Work instructions
If a line in the listing below contains "EntityConfiguration", return that line.

Record extracts

PR #35, opened 2023-09-08
chore: Fix linter

balanza:
#### List of Changes

* add `./example/src` as eslint target

#### Motivation and Context

`yarn lint` command will address both `./src` and `./example/src`

#### Checklist:


hevelius (approved):
LGTM

PR #38, opened 2023-09-14
Fix #34 Entity Configuration parsing

balanza:
#### List of Changes

* fix `EntityConfiguration` and `RpEntityConfiguration` parsers so they don't strip unknown keys
* set `federation_entity` attributes as optional, according to https://openid.net/specs/openid-connect-federation-1_0.html#appendix-A.2.2-5
* skip trust chain verification as it's not resolved yet by the test Relying Party
* expose `EntityConfiguration`, `TrustAnchorEntityConfiguration` and `RpEntityConfiguration` types

#### Motivation and Context

Bugs were introduced in https://github.com/pagopa/io-react-native-wallet/pull/34 as the entity configurations failed to be parsed. This is due to a misinterpreted feature of `zod` that [automatically strips additional fields on objects](https://github.com/colinhacks/zod/tree/v2#migration-from-v1).

Example app

#### Checklist:

### DIFF
--- a/example/src/scenarios/cross-device-flow-with-rp.tsx
+++ b/example/src/scenarios/cross-device-flow-with-rp.tsx
@@ -1,14 +1,14 @@
 import { sign, generate, getPublicKey } from "@pagopa/io-react-native-crypto";
-import { RelyingPartySolution } from "@pagopa/io-react-native-wallet";
 import {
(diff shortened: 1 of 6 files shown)


grausof (approved):
LGTM

PR #1447, opened 2023-11-15
feat(mirrormaker): add emit_backward_heartbeats_enabled field support

Serpentiel:

adds `emit_backward_heartbeats_enabled` field support

## Why this way

to have it in place


ivan-savciuc (approved):
LGTM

Response area
* fix `EntityConfiguration` and `RpEntityConfiguration` parsers so they don't strip unknown keys
* expose `EntityConfiguration`, `TrustAnchorEntityConfiguration` and `RpEntityConfiguration` types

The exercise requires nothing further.